REQUIREMENT: From the records, pick out and copy each line containing "user".

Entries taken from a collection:

......

PR #5297, opened 2023-05-19
[WIN32K] Do not try to free a unicode string that is an atom

tkreuzer:
## Purpose

Fixes a bug on an error path, where the code tried to free the buffer of a UNICODE_STRING, even if the string was an ATOM, i.e. the Buffer didn't point anywhere.

### DIFF
--- a/win32ss/user/ntuser/cursoricon.c
+++ b/win32ss/user/ntuser/cursoricon.c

......

WRITTEN ANSWER:
--- a/win32ss/user/ntuser/cursoricon.c
+++ b/win32ss/user/ntuser/cursoricon.c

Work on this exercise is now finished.